(DATASET)
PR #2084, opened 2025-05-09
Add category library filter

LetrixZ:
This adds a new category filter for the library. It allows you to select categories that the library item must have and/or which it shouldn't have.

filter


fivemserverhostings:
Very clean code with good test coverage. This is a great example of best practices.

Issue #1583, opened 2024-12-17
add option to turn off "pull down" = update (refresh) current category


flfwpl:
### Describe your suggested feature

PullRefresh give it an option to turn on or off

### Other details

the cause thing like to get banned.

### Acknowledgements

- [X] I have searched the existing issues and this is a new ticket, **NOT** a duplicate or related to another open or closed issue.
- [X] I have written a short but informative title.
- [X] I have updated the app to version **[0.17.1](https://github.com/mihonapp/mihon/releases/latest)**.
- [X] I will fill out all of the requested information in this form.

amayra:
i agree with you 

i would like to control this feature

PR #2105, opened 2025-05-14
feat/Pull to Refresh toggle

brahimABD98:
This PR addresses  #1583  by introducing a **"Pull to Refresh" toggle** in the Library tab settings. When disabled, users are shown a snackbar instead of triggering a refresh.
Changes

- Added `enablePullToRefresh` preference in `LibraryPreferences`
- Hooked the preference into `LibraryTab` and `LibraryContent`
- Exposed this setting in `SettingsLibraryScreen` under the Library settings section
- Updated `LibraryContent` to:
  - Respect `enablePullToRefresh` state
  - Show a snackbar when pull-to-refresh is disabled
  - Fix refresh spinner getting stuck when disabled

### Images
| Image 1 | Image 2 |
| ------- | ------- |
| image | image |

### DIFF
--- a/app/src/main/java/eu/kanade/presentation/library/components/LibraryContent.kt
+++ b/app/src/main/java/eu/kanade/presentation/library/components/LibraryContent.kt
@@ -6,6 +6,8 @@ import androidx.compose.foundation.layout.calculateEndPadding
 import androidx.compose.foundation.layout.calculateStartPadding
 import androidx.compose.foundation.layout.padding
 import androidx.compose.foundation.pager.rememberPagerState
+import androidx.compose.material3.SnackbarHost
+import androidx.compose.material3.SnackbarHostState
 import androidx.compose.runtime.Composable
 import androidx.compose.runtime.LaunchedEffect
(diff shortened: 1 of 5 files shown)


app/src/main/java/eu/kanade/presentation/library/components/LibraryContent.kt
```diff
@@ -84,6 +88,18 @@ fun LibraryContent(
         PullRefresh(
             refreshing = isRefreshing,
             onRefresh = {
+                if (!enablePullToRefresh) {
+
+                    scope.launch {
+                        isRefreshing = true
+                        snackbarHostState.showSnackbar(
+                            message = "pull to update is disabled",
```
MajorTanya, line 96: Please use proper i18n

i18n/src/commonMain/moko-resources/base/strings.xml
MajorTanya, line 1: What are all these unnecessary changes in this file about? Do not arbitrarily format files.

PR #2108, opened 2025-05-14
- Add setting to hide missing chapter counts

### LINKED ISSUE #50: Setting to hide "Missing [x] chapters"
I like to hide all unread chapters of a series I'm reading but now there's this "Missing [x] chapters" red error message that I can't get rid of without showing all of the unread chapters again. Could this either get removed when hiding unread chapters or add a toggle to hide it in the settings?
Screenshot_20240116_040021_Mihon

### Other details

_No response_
(End DATASET)
(DATASET)
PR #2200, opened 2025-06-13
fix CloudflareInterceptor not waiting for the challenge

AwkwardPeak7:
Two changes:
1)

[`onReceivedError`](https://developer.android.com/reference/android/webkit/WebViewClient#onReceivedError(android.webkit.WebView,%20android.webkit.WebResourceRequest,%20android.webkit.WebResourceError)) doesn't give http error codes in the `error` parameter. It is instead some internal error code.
(End DATASET)
_TASK ITEM_
Write out exactly the lines above from the line with "This PR addresses" through the line with "### LINKED ISSUE", both of them included, and leave out all other lines.

_RESPONSE_
This PR addresses  #1583  by introducing a **"Pull to Refresh" toggle** in the Library tab settings. When disabled, users are shown a snackbar instead of triggering a refresh.
Changes

- Added `enablePullToRefresh` preference in `LibraryPreferences`
- Hooked the preference into `LibraryTab` and `LibraryContent`
- Exposed this setting in `SettingsLibraryScreen` under the Library settings section
- Updated `LibraryContent` to:
  - Respect `enablePullToRefresh` state
  - Show a snackbar when pull-to-refresh is disabled
  - Fix refresh spinner getting stuck when disabled

### Images
| Image 1 | Image 2 |
| ------- | ------- |
| image | image |

### DIFF
--- a/app/src/main/java/eu/kanade/presentation/library/components/LibraryContent.kt
+++ b/app/src/main/java/eu/kanade/presentation/library/components/LibraryContent.kt
@@ -6,6 +6,8 @@ import androidx.compose.foundation.layout.calculateEndPadding
 import androidx.compose.foundation.layout.calculateStartPadding
 import androidx.compose.foundation.layout.padding
 import androidx.compose.foundation.pager.rememberPagerState
+import androidx.compose.material3.SnackbarHost
+import androidx.compose.material3.SnackbarHostState
 import androidx.compose.runtime.Composable
 import androidx.compose.runtime.LaunchedEffect
(diff shortened: 1 of 5 files shown)


app/src/main/java/eu/kanade/presentation/library/components/LibraryContent.kt
```diff
@@ -84,6 +88,18 @@ fun LibraryContent(
         PullRefresh(
             refreshing = isRefreshing,
             onRefresh = {
+                if (!enablePullToRefresh) {
+
+                    scope.launch {
+                        isRefreshing = true
+                        snackbarHostState.showSnackbar(
+                            message = "pull to update is disabled",
```
MajorTanya, line 96: Please use proper i18n

i18n/src/commonMain/moko-resources/base/strings.xml
MajorTanya, line 1: What are all these unnecessary changes in this file about? Do not arbitrarily format files.

PR #2108, opened 2025-05-14
- Add setting to hide missing chapter counts

### LINKED ISSUE #50: Setting to hide "Missing [x] chapters"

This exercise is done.